• [Exercise brief] Only the lines that contain the string "fields" belong in the answer; pull them from the records.

• [Records to process]
PR #43, opened 2022-07-13
fix(GODT-1729): Fix header parsing of fields without space

LBeernaertProton:
Fix the header parsing of fields that do not have a space after the
colon.

### DIFF
--- a/rfc822/header.go
+++ b/rfc822/header.go
@@ -270,15 +270,23 @@ func mergeMultiline(line []byte) string {
 	var res [][]byte
 
 	for line := range forLines(bufio.NewReader(bytes.NewReader(line))) {
-		res = append(res, bytes.TrimSpace(line))
+		trimmed := bytes.TrimSpace(line)
+		if trimmed != nil {
+			res = append(res, trimmed)
+		}
 	}
 
 	return string(bytes.Join(res, []byte(" ")))
 }
 
-// TODO: What if there isn't a space after the colon?
 func splitLine(line []byte) [][]byte {
-	return bytes.SplitN(line, []byte(`: `), 2)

• [Solution to this task]
fix(GODT-1729): Fix header parsing of fields without space
Fix the header parsing of fields that do not have a space after the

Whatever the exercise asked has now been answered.